O Estado de S. Paulo, n. 46652, 10/07/2021. Política, p. A4

Análise: Instituições colocam impeachment no radar

Marcelo de Moraes


Ataques do presidente Jair Bolsonaro à democracia não são exatamente uma novidade, desde que ele passou a ocupar o Palácio do Planalto. Mas, até mesmo para os padrões do presidente, a ameaça de não haver eleições em 2022 e os ataques feitos ao presidente do Tribunal Superior Eleitoral (TSE) e ministro do Supremo Tribunal Luís Roberto Barroso ultrapassaram o nível de bravata e foram considerados preocupantes pelos principais líderes dos Poderes Legislativo e Judiciário. Especialmente, por terem vindo ao mesmo tempo em que as Forças Armadas emitiram uma nota criticando o presidente da CPI da Covid, senador Omar Aziz (PSD-AM). Antes que as ameaças à democracia se tornassem incontornáveis, as instituições colocaram a carta do impeachment na mesa de jogo.

Quando Barroso solta uma nota oficial dizendo, com todas as letras, que qualquer tentativa de impedir que as próximas eleições ocorram “viola princípios constitucionais e configura crime de responsabilidade”, ele está sendo claríssimo.

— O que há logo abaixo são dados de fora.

PR #335, opened 2015-01-18
Swtiched logging from file to inmemory

suhasj:
@HaoK @divega 

I switched from logging the messages in memory from writing it to a file since the this was causing the tests to be flaky

### DIFF
--- a/test/Shared/IdentityResultAssert.cs
+++ b/test/Shared/IdentityResultAssert.cs
@@ -59,12 +59,11 @@ namespace Microsoft.AspNet.Identity.Test
         }
         private static void VerifySuccessLog(ILogger logger, string className, string methodName, string id, string userOrRole = "user")
         {
-            if (logger is TestLogger)
+            TestLogger testlogger;
+            if ((testlogger = logger as TestLogger) != null)
             {
-                var fileLogger = logger as TestLogger;
                 string expected = string.Format("{0} for {1}: {2} : Success", methodName, userOrRole, id);
-
-                Assert.True(fileLogger.LogMessages.Contains(expected));
+                Assert.True(testlogger.LogMessages.Contains(expected));
             }
             else
             {
@@ -74,10 +73,10 @@ namespace Microsoft.AspNet.Identity.Test
 
         public static void VerifyLogMessage(ILogger logger, string expectedLog)
         {
-            if (logger is TestLogger)
+            TestLogger testlogger;
+            if ((testlogger = logger as TestLogger) != null)
             {
-                var fileLogger = logger as TestLogger;
-                Assert.True(fileLogger.LogMessages.Contains(expectedLog));
+                Assert.True(testlogger.LogMessages.Contains(expectedLog));
             }
             else
             {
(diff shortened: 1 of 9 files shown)


HaoK:
You can get rid of the file lock entirely now no?  Each test should be getting it's own logger so there is no contention

suhasj:
I read that List is not thread safe. Would it happen that during the tests there might be read and write simultaneously. This was the reason why it was failing for files.

HaoK:
So each test manager should be getting it's own logger Instance if that is not the case already you should fix that

On Jan 18, 2015, at 2:47 PM, "Suhas Joshi" <notifications@github.com<mailto:notifications@github.com>> wrote:


I read that List is not thread safe. Would it happen that during the tests there might be read and write simultaneously. This was the reason why it was failing for files.

-

suhasj:
oh yes it is getting it's own ILogger instance. I'll remove the lock and check the result. Hopefully it works fine with the in memory implementation

suhasj:
@HaoK  Removed the lock property and it tests are passing on my machine. Tried multiple times

test/Shared/IdentityResultAssert.cs
```diff
@@ -60,15 +59,12 @@ public static void VerifyRoleManagerSuccessLog(ILogger logger, string methodName
         }
         private static void VerifySuccessLog(ILogger logger, string className, string methodName, string id, string userOrRole = "user")
         {
-            if (logger is TestFileLogger)
+            if (logger is TestLogger)
```
HaoK: nit: combine as and is check so you can just test against null

test/Shared/IdentityResultAssert.cs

Porque crime de responsabilidade é motivo para abertura de processo de impeachment do presidente. O mesmo termo foi repetido por outro ministro do STF, Alexandre de Moraes, que comandará o TSE em 2022, justamente no período eleitoral. Moraes reforçou o recado contra Bolsonaro, falando que “os brasileiros podem confiar nas instituições, na certeza de que, soberanamente, escolherão seus dirigentes nas eleições de 2022, com liberdade e sigilo do voto. Não serão admitidos atos contra a Democracia e o Estado de Direito, por configurar crimes comum e de responsabilidade”. Ou seja, para dois ministros do STF, o crime de responsabilidade se evidencia com a ameaça feita às eleições.

Por mais que ainda tenha poder e orçamento para ainda manter o apoio do Centrão para ajudá-lo dentro do Congresso, Bolsonaro sabe que os ventos da política podem mudar rapidamente essa situação e afetar sua blindagem contra um eventual pedido de impeachment. Se fosse só a pressão interna no Congresso, o presidente teria uma margem mais confortável para manobrar. Com Judiciário e Legislativo atuando e, em conjunto, o jogo é muito mais complicado – o presidente do Congresso, senador Rodrigo Pacheco (DEM-MG), também condenou os ataques feitos pelo presidente e defendeu os princípios democráticos. Assim, o sistema de freios e contrapesos entrou em ação para conter o presidente da República em mais um flerte com uma virada de mesa política colocando em risco o processo democrático do País. Num momento em que acabou de ser apresentado um “superpedido de impeachment” na Câmara, Bolsonaro sabe que o risco de perder o mandato pode se tornar realidade se fizer o movimento errado.